● What you are asked to do: Restate word for word the lines that begin the listing and end with the line holding "Follow-up to langgenius/dify#40671, where".

● Given entries:
PR #41018, opened 2026-08-20
chore: when no tool_call response raise exception

### LINKED ISSUE #40672: FC agent runner: detect zero-tool-call terminal answers when a tool call was expected, instead of silently accepting a fabricated response
### Self Checks

- [X] I have read the [Contributing Guide](<https://github.com/langgenius/dify/blob/main/CONTRIBUTING.md>) and [Language Policy](<https://github.com/langgenius/dify/issues/1542>).
- [X] I have searched for existing issues [search for existing issues](<https://github.com/langgenius/dify/issues>), including closed ones.
- [X] I confirm that I am using English to submit this report, otherwise it will be closed.

### 1\. Is this request related to a challenge you're experiencing? Tell me about your story.

Follow-up to langgenius/dify#40671, where the root cause of a tool-call fabrication bug <br>was diagnosed down to the runner logic, confirmed by @dosu against the <br>actual fc_agent_runner.py source.

In the FC agent runner's main loop, function_call_state defaults to False <br>at the top of each iteration and only flips to True if check_tool_calls() <br>or check_blocking_tool_calls() detects a tool call in the model's <br>response. If the model returns plain text instead, the loop exits after <br>one iteration, and that text becomes final_answer with no validation that <br>a tool call was actually expected or required.

The signal that this happened is already present — tool_responses stays <br>empty and function_call_state stays False — it just isn't acted on. <br>There's currently no way to distinguish "the agent had nothing to do" <br>from "the agent was supposed to call a tool and didn't."

We hit this in production: an agent configured to delete records via a <br>tool call sometimes fabricated a "deleted successfully" message with zero <br>actual tool invocation in the trace. We've had to permanently disable the <br>affected tools rather than risk this — which is exactly the kind of gap <br>this request is meant to close.

**What I'd like to see:** a way to mark specific tools (or agent <br>configurations generally) as requiring a tool call when invoked in a <br>context that expects one, and detect when a terminal answer is produced <br>with zero tool invocations in that context. When detected, expose this as <br>a distinct error or retry path, rather than silently returning the <br>model's fabricated text as a successful answer. A structural fix at the <br>runner level would let us (and presumably others) re-enable delete/write-<br>action tools with confidence, rather than relying entirely on the <br>underlying model's tool-calling reliability.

● Problem solution:
PR #41018, opened 2026-08-20
chore: when no tool_call response raise exception

### LINKED ISSUE #40672: FC agent runner: detect zero-tool-call terminal answers when a tool call was expected, instead of silently accepting a fabricated response
### Self Checks

- [X] I have read the [Contributing Guide](<https://github.com/langgenius/dify/blob/main/CONTRIBUTING.md>) and [Language Policy](<https://github.com/langgenius/dify/issues/1542>).
- [X] I have searched for existing issues [search for existing issues](<https://github.com/langgenius/dify/issues>), including closed ones.
- [X] I confirm that I am using English to submit this report, otherwise it will be closed.

### 1\. Is this request related to a challenge you're experiencing? Tell me about your story.

Follow-up to langgenius/dify#40671, where the root cause of a tool-call fabrication bug <br>was diagnosed down to the runner logic, confirmed by @dosu against the <br>actual fc_agent_runner.py source.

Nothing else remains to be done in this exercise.